NASHVILLE, Tenn. ⏤ At 36 years old, RB Adrian Peterson isn’t going to be a world-beater for the Tennessee Titans in the absence of injured superstar Derrick Henry.

Peterson won’t replace Henry’s unprecedented production, workload or impact on defenses’ alignment. He may not even come close, considering how otherworldly Henry was for Tennessee during the first eight games of the 2021 season.

“Derrick is a guy that I had as a frontrunner for MVP,” Peterson said. “To sit here and say that one back can replace him, that would be saying a lot.”

What Peterson can do for the Titans, however, is provide them with a player through whom they can continue to execute their offensive identity, and it’s hard to overstate the importance of that.


Since the news of Henry’s long-term foot injury, virtually every Titans coach and offensive player has pronounced the need for the team to avoid re-inventing the wheel, schematically, nine weeks into the season.

“We are going to continue to run the ball with whoever is in there. We will run our offense,” head coach Mike Vrabel said. “I don’t think anybody wants to sit there and drop back and throw it 45 times a game.”

On the surface, that would appear a difficult goal to achieve, since Henry was such a major part of the Titans’ offense over the first half of the season⏤averaging over 27 carries per game.

The addition of Peterson, though, makes that goal far more practical.

While far from a one-to-one replacement, especially at his age, Peterson is a stylistically similar player to Henry.

He is a big, physical runner who can handle a heavy load. He can make plays both with his burst to the outside and his ability to push the pile up the middle.

“Anytime you’re looking to add somebody when somebody else goes down, you’re hoping to not have to come too far off of your identity,” Titans offensive coordinator Todd Downing said.

“With Adrian, I think it’s just a side bonus that he’s had some success in some similar schemes. He is a very talented player to be able to add at this juncture in the season.”

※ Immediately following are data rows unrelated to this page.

PR #2360, opened 2026-08-17
fix(simulation/mujoco): carry ctrl, act, an unnamed freejoint and the clock across a robot eject

cagataycali:
## Problem

`remove_robot` rebuilds the whole scene. `eject_robot_from_scene` compiles a fresh model and allocates a fresh `MjData`, so **every buffer starts at its reset value** and the survivors' state has to be carried across that gap by name. Only `qpos`/`qvel` were, and only for **named** joints, so three things a surviving robot needs were dropped:

| dropped | consequence | measured |
| --- | --- | --- |
| `ctrl` | reads back as zero, so the next `mj_step` drives every actuator of every **surviving** robot toward its zero configuration | a bystander holding `0.9000 rad` was at `0.0000 rad` 400 steps after some *other* robot was removed |
| `act` | a stateful actuator's internal activation - its effective command - discharges, so it has to charge back up from nothing | a `dyntype="filter"` actuator charged to `0.424703` came back at `0.000000` |
| an unnamed `<freejoint/>` | invisible to a joint-name lookup, so a surviving mobile base is re-seated at its spawn pose with velocity zeroed | `go2` driven to `(0.85, -0.35, 0.42)` came back at `(0, 0, 0.445)` |
| `data.time` | reset to 0 while `world.sim_time` kept counting | physics clock `0.0000s`, `get_state` reporting `0.8020s` |

All four are measured through the public API only (`add_robot` / `send_action` / `step` / `remove_robot`).

Each failed **silently**: `remove_robot` returned `"success"` and an immediate read-back looked correct, because nothing had stepped yet. The pose was carried over; only the thing *holding* the pose was not.

An unnamed `<freejoint/>` is the standard MJCF floating-base idiom -- it is what `unitree_go2` and `lekiwi` ship -- so every mobile base in the registry is affected, and the servo case affects every position-controlled robot in any multi-robot scene.

## Why this is the contract

The same composition in the other direction already guarantees all three, and delivers them. `add_robot`:

> That preservation covers the scene's DYNAMIC state, not just its contents: an arm already in the world keeps the pose it is in **and the actuator setpoints holding it there**, an object stays where it settled or was carried to, a latched `apply_force` wrench persists, and **the clock keeps counting**.

`save_state` also moved from `mjSTATE_FULLPHYSICS` to `mjSTATE_INTEGRATION` specifically because the former "silently excluded `ctrl` ... so the first step after a restore drove toward the pre-restore targets". And `_recompile_preserving_state` already names the unnamed-`<freejoint/>` hazard in detail, for the recompile path; the eject path re-opened it.

So this is not a new guarantee, it is the eject path being brought to the one the neighbouring paths state. Each preservation test below is paired with the **add-path measurement** rather than a hand-picked constant, so the two directions of one composition are pinned to agree.

## Change

`_snapshot_joint_state` / `_restore_joint_state` become `_snapshot_scene_state` / `_restore_scene_state` over a `_SceneState` record, since they no longer carry joint state alone (`qfrc_applied` comes along too: it is dof-indexed, the same key space as `qvel`).

A joint is keyed by `("joint", name)`, or by `("body", body name)` when it is an unnamed **free** joint. The owning body identifies it *exactly*: the compiler refuses a free joint alongside any other joint on one body (`more than 6 dofs in body`), so such a body carries exactly one joint. The two namespaces are kept apart in the key because MuJoCo's joint and body names are independent -- a joint may be named exactly like some body, so a flat string key could match a real joint against a base's body-derived handle. A joint that no namespace can single out (an unnamed *hinge*) is logged at debug rather than guessed at.

## Tests

`tests/simulation/mujoco/test_remove_robot_preserves_dynamic_state.py`, against `upstream/main`: **5 failed, 3 passed**; after: **8 passed**.

```
FAILED ...::test_a_bystander_does_not_sag_after_a_sibling_is_removed
  the bystander was holding 0.9000 rad and drifted to 0.0000 rad over 400 steps
  after an unrelated robot was removed - its setpoint was dropped, so the servo
  drove it toward zero
FAILED ...::test_the_base_keeps_its_pose_and_velocity
  the base was at [0.8, -0.4, 0.35] and came back at [0.0, 0.0, 0.2]
  (its spawn pose is [0.0, 0.0, 0.2])
FAILED ...::test_the_physics_clock_matches_the_reported_clock
  the physics clock read 0.0000s after the rebuild while get_state reports 0.8020s
FAILED ...::test_a_hinge_sharing_a_bodys_name_keeps_its_own_state
FAILED ...::test_the_activation_is_carried_across_the_rebuild
  the actuator's activation was 0.424703 and came back 0.000000 after an
  unrelated robot was removed
```

The **3 that pass on both trees** are the controls: the two add-path references (which is what makes the assertions a symmetry requirement), and "the removed robot leaves no state behind" -- the snapshot still holds the ejected robot's entries, so they must be dropped on the way back in rather than written into whatever now occupies those indices.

Peterson will allow the Titans not only to continue playing a hard-nosed, physical brand of offense but also to attack defenses similarly to how they did with Henry.

Ever since Ryan Tannehill took over as the team’s starting quarterback in 2019, the Titans’ offense has been largely predicated on an often explosive running game that sets up very effective play-action shots down the field.

Thanks to the addition of Peterson, that can remain Tennessee’s bread and butter.

And while Peterson won’t be able to match Henry’s elite homerun ability⏤though he certainly would’ve if this signing had occurred 8-10 years ago⏤he will be able to more-than-adequately execute the same types of plays on which Henry was successful.

“Just watching them, you see inside zone, outside zone, of course, ISO, and those are all things that I’ve had success with,” Peterson said.

The Titans don’t need Peterson to reproduce what Henry does for them when healthy. If they did, they would be out of luck.

Henry is a rare talent and, though Peterson also was a rare talent in his heyday, there’s a reason he was on the street and available two months into the season.

Rather, Tennessee merely needs Peterson to rely on his offensive line and be an efficient runner. It will be mission accomplished if he can do that.

“Derrick is extremely talented and has a rare ability, but if we are able to create space upfront and block physically on the outside with our wide receivers, then we are going to be in good shape,” Tannehill said.